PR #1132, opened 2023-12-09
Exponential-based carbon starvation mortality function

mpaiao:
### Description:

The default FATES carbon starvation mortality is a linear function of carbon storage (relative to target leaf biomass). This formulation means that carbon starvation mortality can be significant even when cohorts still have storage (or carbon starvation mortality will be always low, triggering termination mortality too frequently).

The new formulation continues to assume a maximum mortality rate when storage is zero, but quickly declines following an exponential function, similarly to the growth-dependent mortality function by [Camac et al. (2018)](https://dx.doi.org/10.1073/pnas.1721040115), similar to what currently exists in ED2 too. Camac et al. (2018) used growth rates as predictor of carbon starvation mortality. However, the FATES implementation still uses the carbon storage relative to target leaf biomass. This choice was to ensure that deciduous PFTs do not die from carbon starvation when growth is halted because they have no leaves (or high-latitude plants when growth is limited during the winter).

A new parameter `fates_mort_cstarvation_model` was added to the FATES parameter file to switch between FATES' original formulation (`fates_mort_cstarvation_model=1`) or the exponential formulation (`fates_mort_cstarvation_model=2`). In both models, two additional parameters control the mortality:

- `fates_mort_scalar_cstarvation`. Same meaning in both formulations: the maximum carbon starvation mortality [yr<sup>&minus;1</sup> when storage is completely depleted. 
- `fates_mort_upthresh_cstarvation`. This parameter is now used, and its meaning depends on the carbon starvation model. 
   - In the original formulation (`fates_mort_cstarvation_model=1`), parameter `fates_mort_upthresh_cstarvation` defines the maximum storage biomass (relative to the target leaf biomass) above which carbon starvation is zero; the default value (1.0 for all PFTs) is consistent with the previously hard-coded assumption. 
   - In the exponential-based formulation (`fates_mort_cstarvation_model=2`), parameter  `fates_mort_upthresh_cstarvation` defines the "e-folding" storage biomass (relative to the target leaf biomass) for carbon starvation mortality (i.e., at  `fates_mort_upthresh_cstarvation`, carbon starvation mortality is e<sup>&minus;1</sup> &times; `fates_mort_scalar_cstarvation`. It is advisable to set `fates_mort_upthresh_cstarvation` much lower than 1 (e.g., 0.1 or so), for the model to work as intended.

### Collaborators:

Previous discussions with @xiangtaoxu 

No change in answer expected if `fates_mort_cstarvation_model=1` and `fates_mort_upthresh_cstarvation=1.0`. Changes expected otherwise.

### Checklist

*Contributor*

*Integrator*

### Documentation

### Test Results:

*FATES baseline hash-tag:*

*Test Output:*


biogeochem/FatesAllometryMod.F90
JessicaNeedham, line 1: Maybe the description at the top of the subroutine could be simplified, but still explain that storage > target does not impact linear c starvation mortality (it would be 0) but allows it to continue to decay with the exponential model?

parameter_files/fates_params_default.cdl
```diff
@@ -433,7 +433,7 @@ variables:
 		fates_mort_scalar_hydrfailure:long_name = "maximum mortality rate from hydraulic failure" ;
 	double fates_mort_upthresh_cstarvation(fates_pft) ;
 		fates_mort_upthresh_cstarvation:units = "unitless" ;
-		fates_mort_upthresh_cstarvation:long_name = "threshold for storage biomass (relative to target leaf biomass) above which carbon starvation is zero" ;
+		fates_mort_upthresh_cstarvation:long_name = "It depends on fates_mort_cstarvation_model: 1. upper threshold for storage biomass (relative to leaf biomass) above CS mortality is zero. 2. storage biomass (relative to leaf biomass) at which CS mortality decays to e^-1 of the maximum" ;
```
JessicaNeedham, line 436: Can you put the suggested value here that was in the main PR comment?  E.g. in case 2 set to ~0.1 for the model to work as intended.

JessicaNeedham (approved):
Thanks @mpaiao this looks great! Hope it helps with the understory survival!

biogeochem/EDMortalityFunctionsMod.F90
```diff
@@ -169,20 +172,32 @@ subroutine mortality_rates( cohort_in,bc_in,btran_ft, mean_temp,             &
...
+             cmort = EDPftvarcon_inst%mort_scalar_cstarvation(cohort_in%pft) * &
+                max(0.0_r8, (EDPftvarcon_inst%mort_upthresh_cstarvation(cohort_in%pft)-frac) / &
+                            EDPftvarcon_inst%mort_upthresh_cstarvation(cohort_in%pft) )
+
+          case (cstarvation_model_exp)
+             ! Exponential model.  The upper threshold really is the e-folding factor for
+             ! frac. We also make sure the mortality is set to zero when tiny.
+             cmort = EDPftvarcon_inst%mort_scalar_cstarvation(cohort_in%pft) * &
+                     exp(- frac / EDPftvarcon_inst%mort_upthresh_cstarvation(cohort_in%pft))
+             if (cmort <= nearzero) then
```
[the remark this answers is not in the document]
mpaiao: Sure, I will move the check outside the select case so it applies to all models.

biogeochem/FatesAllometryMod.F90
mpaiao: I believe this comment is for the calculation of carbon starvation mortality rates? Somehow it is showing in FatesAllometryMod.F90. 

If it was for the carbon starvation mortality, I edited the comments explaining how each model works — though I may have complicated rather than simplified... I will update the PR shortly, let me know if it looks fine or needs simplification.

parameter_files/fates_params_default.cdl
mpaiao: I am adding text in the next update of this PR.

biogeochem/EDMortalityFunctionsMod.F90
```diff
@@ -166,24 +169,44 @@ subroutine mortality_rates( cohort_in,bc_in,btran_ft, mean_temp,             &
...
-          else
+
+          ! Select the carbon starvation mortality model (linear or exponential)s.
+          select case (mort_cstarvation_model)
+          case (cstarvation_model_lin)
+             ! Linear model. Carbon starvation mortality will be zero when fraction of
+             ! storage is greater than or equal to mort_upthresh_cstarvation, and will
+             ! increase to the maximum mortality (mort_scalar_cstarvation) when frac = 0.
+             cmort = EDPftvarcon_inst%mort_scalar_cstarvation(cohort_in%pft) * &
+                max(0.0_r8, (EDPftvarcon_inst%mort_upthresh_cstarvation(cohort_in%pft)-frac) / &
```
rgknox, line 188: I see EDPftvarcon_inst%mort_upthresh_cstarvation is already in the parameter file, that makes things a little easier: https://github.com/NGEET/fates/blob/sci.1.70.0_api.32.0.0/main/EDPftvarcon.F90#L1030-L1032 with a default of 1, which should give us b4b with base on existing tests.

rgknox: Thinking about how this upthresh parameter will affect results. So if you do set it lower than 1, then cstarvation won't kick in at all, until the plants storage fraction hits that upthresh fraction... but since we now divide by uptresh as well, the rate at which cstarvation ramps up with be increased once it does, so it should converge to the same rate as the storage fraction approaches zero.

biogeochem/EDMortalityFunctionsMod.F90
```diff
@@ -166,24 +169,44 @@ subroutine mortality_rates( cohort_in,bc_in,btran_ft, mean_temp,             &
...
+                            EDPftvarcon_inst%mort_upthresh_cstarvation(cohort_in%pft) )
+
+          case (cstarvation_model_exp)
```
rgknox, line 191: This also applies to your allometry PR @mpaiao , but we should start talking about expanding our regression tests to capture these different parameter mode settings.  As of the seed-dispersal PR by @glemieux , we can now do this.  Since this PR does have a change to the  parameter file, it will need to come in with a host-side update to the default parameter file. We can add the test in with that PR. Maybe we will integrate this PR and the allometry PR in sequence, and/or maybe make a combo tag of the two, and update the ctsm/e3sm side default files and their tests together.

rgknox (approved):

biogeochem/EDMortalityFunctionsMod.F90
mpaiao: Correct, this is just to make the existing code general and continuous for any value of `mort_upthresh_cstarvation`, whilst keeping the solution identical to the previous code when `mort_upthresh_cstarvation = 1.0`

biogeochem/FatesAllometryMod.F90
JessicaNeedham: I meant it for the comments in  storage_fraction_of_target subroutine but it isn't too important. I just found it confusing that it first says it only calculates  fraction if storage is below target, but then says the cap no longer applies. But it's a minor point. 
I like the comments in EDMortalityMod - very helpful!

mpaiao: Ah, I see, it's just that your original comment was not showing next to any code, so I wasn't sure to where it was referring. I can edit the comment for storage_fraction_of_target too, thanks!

+ + + +

Read the records above. Show each line that has the string "simplified".

Task output.
JessicaNeedham, line 1: Maybe the description at the top of the subroutine could be simplified, but still explain that storage > target does not impact linear c starvation mortality (it would be 0) but allows it to continue to decay with the exponential model?
If it was for the carbon starvation mortality, I edited the comments explaining how each model works — though I may have complicated rather than simplified... I will update the PR shortly, let me know if it looks fine or needs simplification.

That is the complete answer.